■ **Instructions for the task**
Repeat every line that appears below, with nothing altered.

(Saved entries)
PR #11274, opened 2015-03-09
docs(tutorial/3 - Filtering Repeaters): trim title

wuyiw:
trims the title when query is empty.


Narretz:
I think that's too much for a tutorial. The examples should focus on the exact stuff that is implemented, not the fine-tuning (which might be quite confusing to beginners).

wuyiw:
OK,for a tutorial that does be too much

■ **Answer section**
PR #11274, opened 2015-03-09
docs(tutorial/3 - Filtering Repeaters): trim title

wuyiw:
trims the title when query is empty.


Narretz:
I think that's too much for a tutorial. The examples should focus on the exact stuff that is implemented, not the fine-tuning (which might be quite confusing to beginners).

wuyiw:
OK,for a tutorial that does be too much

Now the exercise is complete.